_WHAT IS BEING ASKED_: In the data below, find the line containing "The more manual", then set down that line and every later line up to and including the line containing "No need to create", exactly.
※
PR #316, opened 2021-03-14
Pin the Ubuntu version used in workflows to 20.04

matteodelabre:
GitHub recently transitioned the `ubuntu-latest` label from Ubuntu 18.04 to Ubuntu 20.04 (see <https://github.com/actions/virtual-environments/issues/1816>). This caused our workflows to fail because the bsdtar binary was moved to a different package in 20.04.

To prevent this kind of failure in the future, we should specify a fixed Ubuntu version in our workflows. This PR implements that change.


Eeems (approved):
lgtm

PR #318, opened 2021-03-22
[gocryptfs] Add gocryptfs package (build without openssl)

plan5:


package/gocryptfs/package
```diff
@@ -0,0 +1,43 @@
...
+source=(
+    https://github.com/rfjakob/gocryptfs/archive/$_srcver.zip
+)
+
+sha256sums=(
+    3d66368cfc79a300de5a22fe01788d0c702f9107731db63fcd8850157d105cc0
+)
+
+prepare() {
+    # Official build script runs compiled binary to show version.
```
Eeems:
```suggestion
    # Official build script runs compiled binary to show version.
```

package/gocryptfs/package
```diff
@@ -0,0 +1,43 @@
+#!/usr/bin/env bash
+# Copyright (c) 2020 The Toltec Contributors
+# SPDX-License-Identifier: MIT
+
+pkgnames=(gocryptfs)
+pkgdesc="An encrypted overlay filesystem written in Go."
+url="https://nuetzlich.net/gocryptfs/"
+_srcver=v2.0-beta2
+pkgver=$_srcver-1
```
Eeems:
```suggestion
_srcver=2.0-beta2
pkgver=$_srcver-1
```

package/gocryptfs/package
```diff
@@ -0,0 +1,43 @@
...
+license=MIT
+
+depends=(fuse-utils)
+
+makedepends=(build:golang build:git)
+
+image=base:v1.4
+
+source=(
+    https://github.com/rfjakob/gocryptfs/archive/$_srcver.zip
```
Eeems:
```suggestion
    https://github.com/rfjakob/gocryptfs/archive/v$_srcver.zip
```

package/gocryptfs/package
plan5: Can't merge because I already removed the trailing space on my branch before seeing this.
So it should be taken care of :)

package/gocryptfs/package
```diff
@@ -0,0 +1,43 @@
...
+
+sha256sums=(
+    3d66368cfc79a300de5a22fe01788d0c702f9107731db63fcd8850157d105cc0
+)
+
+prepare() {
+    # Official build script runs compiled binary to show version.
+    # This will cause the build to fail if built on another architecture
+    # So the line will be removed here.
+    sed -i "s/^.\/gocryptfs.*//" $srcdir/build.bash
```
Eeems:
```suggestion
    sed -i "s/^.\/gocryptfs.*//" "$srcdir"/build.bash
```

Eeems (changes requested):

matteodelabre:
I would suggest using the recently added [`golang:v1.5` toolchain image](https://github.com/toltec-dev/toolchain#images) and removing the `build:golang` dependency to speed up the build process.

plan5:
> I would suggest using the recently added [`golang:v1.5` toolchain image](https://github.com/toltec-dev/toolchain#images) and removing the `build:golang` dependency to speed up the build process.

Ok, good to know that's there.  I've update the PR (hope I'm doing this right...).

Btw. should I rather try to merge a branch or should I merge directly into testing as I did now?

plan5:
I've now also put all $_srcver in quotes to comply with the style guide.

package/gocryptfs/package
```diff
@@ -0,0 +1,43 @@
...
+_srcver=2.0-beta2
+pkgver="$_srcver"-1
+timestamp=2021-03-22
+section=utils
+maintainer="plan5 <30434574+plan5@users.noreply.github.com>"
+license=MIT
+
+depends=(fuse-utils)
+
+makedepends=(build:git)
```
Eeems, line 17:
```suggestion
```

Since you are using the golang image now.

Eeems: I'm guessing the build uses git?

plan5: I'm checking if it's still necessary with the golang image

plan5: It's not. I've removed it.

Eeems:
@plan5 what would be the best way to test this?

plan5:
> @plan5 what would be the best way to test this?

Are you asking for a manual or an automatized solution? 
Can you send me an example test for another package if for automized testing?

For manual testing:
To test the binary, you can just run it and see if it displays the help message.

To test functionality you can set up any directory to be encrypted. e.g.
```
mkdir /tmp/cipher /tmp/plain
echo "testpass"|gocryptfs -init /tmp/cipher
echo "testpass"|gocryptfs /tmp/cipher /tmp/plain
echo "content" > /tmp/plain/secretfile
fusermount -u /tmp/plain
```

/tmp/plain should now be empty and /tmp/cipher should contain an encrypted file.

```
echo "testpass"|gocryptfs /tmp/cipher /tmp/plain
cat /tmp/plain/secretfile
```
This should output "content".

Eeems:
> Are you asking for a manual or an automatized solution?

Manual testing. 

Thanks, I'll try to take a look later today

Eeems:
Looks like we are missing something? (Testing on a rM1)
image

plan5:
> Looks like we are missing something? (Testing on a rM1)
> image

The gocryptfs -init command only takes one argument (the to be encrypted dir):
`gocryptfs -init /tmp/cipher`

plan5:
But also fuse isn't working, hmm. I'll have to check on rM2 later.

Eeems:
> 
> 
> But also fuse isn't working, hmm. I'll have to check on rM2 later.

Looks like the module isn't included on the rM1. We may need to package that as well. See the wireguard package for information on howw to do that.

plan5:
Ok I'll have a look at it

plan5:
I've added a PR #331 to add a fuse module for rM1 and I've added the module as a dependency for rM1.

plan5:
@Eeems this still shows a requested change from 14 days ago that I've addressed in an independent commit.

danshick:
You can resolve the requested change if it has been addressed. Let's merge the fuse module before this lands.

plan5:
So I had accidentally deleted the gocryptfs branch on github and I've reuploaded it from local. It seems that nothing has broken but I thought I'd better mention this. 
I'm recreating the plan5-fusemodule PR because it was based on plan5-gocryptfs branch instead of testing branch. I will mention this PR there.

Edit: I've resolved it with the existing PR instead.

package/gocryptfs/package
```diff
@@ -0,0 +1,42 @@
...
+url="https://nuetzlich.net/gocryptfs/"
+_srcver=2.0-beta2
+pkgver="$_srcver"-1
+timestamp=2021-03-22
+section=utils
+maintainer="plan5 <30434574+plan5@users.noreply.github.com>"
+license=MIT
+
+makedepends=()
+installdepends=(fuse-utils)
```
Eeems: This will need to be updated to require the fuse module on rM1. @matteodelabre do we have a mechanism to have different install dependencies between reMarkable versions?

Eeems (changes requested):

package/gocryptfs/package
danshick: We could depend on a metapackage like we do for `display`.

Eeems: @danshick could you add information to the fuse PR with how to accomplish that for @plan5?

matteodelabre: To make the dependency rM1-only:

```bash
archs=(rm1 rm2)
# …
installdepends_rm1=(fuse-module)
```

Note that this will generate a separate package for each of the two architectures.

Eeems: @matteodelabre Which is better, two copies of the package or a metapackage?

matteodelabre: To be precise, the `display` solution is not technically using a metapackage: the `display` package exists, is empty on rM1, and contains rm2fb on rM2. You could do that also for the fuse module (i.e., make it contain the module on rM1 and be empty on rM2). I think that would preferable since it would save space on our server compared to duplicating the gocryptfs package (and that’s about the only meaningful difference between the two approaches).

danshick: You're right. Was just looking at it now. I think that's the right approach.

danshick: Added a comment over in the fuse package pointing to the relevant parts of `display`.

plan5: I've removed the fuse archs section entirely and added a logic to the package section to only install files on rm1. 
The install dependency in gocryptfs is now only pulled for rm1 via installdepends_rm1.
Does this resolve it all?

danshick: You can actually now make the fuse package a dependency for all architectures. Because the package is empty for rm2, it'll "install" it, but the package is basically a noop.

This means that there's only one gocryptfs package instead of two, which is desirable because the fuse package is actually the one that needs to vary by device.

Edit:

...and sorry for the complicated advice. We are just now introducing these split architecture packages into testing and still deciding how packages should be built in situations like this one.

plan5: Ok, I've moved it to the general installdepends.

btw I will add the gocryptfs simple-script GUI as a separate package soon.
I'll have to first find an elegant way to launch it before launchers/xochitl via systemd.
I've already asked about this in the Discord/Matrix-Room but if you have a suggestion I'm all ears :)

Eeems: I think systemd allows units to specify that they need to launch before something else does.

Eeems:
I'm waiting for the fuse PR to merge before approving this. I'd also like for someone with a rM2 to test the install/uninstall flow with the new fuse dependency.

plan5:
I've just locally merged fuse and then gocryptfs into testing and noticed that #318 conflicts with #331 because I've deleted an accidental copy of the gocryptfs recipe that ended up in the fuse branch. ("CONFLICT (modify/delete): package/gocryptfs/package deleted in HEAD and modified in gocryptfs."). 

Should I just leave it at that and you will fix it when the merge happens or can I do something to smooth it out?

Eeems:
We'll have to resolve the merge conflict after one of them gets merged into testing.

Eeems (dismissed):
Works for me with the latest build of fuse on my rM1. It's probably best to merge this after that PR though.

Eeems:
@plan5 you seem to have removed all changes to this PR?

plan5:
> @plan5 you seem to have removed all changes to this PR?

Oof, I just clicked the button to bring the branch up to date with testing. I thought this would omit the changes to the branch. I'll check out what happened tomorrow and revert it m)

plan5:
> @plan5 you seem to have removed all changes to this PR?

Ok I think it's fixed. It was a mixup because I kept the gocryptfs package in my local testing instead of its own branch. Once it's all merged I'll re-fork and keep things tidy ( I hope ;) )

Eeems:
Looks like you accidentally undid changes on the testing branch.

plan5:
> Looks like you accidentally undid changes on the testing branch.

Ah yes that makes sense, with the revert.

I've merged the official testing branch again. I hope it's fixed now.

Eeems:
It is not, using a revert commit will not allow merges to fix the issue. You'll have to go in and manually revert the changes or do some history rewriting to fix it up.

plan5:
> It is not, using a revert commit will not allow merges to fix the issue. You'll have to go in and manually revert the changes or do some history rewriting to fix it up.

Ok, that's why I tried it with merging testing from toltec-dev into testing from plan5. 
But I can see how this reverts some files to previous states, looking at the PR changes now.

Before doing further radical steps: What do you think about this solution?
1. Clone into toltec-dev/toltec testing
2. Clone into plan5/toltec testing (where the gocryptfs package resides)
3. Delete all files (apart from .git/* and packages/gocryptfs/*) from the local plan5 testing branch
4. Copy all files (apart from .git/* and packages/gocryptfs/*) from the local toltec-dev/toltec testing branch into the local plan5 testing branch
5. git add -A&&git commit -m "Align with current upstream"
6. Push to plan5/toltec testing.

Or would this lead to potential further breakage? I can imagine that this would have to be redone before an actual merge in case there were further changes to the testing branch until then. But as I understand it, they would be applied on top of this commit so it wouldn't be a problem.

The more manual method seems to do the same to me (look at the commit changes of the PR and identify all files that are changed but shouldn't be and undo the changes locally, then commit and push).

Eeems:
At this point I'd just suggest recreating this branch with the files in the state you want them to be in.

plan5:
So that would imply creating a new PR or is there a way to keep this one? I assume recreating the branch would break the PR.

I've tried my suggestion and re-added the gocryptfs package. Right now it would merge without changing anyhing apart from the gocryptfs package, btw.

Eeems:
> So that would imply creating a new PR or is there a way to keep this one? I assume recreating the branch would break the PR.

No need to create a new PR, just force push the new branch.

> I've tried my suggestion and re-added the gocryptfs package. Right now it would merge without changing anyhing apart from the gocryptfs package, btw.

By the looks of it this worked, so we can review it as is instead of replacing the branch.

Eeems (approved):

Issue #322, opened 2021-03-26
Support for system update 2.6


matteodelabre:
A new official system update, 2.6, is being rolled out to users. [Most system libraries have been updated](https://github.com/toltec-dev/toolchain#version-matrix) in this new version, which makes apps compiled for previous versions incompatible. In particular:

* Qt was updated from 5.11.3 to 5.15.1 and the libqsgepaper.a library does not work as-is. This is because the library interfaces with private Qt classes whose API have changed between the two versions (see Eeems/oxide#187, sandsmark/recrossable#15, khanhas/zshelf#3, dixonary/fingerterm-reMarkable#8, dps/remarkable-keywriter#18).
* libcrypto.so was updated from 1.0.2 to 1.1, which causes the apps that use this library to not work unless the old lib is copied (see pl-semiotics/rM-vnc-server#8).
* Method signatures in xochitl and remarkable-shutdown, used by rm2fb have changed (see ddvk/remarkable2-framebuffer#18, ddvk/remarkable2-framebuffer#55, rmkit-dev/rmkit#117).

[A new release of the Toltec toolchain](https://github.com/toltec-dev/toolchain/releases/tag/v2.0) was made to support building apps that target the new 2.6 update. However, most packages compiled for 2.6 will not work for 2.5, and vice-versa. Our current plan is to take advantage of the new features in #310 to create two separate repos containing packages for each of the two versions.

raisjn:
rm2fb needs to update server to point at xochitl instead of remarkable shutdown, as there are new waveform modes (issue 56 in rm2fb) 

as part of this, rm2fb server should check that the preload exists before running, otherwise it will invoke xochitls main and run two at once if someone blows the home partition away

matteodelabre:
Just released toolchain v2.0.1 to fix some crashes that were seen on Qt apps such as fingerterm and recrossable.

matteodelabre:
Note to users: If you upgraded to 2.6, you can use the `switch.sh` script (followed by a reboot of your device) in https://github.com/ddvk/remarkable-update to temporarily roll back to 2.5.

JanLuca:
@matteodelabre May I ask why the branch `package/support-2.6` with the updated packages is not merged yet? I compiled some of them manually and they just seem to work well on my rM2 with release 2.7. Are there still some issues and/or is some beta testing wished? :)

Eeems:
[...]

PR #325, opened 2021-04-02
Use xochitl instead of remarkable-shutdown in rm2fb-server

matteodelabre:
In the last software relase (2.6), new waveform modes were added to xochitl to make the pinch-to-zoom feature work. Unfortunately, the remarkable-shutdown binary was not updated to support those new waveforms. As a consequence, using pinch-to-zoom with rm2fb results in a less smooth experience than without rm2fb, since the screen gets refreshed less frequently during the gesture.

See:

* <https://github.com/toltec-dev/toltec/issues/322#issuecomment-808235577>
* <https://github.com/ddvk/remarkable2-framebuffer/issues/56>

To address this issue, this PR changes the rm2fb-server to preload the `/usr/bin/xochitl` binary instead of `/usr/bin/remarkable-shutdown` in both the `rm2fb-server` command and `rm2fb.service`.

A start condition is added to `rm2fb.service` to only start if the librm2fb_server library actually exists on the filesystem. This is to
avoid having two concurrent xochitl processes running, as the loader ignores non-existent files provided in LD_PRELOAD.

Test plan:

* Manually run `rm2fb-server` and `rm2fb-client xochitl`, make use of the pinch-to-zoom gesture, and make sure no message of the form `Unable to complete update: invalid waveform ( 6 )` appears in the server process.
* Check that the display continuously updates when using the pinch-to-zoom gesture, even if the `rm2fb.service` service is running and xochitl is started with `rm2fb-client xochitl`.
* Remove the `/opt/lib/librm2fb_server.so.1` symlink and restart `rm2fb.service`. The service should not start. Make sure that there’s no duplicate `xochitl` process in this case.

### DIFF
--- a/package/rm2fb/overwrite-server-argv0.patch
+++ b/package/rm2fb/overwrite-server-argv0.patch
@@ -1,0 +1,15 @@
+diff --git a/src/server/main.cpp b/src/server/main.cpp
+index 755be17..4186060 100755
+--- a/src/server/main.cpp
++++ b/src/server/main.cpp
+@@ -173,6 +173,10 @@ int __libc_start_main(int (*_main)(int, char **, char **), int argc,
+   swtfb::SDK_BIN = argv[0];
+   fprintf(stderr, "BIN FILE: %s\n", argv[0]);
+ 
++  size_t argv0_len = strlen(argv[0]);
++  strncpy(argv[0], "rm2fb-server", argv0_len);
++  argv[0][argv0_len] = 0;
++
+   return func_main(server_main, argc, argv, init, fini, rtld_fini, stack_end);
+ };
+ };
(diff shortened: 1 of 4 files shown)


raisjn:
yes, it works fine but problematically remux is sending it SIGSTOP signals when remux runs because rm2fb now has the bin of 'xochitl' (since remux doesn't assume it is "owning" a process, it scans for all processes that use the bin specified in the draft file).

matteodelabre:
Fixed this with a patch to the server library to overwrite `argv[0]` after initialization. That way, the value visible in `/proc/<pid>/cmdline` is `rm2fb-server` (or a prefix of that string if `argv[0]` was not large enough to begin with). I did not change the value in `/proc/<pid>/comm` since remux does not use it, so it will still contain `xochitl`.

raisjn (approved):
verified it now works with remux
※
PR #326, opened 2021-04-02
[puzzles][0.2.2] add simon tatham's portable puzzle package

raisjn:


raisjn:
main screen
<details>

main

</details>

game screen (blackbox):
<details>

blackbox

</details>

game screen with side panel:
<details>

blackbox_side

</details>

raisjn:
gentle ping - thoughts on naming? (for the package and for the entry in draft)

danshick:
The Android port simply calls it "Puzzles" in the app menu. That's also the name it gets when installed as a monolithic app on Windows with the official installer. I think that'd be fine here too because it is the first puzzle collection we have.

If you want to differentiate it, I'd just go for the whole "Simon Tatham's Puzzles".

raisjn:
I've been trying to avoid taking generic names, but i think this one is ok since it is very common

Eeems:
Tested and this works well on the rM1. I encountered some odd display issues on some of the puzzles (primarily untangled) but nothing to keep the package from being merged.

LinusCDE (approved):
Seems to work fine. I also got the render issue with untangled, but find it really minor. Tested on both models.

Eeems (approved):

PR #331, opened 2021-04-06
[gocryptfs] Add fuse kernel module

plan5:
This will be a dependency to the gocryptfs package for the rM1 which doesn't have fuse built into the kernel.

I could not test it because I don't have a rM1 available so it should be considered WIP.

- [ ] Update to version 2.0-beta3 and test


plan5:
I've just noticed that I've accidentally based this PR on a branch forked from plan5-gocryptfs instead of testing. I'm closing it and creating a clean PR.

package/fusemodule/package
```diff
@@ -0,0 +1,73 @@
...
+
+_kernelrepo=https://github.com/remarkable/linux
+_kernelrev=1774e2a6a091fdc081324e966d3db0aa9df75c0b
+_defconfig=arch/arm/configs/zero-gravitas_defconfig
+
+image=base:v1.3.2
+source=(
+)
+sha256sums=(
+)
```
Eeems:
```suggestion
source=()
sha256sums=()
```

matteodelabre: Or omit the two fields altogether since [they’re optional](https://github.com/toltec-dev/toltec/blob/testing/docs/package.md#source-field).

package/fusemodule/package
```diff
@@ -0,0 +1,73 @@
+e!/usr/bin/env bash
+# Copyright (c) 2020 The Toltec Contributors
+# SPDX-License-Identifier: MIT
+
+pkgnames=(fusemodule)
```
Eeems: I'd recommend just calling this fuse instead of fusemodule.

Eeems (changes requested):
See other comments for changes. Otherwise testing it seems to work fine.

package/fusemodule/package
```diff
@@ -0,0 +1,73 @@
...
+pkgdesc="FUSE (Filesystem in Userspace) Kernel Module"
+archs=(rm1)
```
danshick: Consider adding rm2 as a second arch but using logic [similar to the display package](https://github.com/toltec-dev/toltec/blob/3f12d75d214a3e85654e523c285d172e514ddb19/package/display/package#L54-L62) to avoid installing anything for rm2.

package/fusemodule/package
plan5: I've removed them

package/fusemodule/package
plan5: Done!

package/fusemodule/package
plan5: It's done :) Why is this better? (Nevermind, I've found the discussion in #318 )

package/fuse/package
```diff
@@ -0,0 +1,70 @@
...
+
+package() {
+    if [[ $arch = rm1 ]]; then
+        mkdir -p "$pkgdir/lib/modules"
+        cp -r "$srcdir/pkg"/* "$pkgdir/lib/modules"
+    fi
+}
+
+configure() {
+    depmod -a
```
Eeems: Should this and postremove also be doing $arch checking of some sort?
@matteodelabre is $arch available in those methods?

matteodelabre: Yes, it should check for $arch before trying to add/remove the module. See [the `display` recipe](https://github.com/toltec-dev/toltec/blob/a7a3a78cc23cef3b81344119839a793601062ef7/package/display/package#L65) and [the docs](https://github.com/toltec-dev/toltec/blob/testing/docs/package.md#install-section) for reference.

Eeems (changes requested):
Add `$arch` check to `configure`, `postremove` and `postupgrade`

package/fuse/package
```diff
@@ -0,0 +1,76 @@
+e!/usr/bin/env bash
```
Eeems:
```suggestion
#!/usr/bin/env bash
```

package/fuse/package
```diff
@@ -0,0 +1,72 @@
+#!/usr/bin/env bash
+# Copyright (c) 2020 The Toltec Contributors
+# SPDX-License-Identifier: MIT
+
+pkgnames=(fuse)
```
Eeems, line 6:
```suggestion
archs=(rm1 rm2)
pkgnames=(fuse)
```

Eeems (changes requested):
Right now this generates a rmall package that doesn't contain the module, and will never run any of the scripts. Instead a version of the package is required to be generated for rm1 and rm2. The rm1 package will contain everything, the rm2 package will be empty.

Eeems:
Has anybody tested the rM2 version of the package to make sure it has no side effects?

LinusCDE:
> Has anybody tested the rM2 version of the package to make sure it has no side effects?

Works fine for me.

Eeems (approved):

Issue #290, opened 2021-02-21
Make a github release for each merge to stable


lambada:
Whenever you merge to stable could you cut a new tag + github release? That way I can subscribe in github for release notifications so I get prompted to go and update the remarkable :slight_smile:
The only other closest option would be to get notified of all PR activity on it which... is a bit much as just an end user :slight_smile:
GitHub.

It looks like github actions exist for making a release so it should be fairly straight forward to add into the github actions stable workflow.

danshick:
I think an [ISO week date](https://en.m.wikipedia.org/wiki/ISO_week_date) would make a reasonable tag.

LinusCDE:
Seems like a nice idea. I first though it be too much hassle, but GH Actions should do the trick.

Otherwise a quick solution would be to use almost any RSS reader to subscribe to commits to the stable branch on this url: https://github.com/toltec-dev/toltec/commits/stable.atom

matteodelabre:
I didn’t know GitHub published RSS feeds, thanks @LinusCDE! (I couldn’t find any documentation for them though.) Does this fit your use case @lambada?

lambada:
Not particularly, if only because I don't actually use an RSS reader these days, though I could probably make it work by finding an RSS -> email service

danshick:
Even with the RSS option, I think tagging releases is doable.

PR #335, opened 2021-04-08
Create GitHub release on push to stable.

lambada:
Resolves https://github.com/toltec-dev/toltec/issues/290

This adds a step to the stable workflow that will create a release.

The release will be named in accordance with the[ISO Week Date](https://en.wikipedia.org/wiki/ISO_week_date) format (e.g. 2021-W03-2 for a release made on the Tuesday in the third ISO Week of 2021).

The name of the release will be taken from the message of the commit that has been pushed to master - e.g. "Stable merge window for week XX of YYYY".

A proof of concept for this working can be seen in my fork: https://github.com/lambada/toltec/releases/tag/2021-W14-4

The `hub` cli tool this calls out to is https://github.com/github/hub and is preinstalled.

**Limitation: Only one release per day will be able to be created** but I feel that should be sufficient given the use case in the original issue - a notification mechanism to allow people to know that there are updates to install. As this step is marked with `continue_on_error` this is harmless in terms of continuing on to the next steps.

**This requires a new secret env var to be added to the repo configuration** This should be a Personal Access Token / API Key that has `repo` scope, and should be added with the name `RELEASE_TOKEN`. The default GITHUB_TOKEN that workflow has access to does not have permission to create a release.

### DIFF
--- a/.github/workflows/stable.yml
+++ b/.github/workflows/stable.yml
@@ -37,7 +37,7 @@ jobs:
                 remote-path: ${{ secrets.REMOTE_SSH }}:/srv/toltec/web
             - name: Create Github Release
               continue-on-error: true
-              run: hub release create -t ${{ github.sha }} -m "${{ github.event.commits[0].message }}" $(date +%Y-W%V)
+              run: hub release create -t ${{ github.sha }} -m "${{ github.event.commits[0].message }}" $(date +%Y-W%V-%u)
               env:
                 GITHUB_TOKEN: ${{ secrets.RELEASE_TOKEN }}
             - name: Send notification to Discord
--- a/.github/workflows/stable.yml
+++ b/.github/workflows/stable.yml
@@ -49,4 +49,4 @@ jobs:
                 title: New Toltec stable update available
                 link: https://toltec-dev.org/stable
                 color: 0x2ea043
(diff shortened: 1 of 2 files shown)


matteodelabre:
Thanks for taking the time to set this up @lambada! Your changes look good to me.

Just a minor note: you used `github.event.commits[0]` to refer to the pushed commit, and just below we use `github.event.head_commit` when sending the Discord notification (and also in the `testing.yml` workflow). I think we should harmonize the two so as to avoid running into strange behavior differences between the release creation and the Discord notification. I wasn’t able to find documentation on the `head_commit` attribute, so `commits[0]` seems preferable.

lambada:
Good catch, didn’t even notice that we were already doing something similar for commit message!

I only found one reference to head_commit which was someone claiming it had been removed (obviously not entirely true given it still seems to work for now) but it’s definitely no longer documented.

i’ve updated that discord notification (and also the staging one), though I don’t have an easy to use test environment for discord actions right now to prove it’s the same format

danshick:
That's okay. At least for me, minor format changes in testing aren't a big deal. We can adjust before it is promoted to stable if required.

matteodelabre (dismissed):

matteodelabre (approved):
※
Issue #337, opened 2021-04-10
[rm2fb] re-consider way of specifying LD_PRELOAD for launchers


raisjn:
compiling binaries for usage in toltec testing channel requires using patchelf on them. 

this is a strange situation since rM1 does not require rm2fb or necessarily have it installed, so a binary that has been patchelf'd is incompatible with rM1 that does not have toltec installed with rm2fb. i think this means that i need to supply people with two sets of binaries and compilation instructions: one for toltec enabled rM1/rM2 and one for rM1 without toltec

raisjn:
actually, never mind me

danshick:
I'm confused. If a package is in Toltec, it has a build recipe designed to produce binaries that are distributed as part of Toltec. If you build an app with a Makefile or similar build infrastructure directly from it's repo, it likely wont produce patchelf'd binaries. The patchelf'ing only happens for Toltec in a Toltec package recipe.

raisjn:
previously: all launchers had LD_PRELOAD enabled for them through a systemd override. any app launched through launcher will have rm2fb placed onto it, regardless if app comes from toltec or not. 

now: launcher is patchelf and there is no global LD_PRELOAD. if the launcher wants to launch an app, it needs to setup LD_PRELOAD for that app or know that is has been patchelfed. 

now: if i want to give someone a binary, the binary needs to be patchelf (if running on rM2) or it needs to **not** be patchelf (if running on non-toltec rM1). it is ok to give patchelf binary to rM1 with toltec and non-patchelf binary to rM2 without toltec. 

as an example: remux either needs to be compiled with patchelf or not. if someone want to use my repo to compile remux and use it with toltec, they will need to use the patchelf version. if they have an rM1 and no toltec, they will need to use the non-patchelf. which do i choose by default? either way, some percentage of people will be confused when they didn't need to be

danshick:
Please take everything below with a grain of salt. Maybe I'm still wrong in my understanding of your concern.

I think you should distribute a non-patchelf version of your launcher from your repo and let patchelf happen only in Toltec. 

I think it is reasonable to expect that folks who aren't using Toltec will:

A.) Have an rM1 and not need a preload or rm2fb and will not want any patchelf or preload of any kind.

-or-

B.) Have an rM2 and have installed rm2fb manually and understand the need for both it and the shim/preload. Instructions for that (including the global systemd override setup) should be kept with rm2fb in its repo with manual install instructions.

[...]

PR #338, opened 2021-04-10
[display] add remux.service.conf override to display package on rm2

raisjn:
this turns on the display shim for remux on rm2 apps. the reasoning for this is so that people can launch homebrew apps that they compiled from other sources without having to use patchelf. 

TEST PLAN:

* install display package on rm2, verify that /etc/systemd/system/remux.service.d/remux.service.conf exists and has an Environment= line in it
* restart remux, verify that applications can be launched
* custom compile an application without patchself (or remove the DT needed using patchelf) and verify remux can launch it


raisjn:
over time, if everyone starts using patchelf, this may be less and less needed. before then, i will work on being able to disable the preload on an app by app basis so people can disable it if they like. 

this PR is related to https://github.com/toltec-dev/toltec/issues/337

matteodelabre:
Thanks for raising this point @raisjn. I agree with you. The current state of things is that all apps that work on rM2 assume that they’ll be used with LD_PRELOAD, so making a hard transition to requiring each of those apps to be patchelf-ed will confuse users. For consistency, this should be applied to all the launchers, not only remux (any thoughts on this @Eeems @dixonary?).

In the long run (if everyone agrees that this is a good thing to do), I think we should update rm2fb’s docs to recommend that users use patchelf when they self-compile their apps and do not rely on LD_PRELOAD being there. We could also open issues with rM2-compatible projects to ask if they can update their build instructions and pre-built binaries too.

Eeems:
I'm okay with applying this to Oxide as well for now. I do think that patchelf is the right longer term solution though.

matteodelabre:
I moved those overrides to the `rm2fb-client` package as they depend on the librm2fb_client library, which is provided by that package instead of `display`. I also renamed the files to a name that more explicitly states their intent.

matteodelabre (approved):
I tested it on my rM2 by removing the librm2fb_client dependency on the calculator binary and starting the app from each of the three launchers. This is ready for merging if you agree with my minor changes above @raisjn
※
_SOLUTION_:
The more manual method seems to do the same to me (look at the commit changes of the PR and identify all files that are changed but shouldn't be and undo the changes locally, then commit and push).

Eeems:
At this point I'd just suggest recreating this branch with the files in the state you want them to be in.

plan5:
So that would imply creating a new PR or is there a way to keep this one? I assume recreating the branch would break the PR.

I've tried my suggestion and re-added the gocryptfs package. Right now it would merge without changing anyhing apart from the gocryptfs package, btw.

Eeems:
> So that would imply creating a new PR or is there a way to keep this one? I assume recreating the branch would break the PR.

No need to create a new PR, just force push the new branch.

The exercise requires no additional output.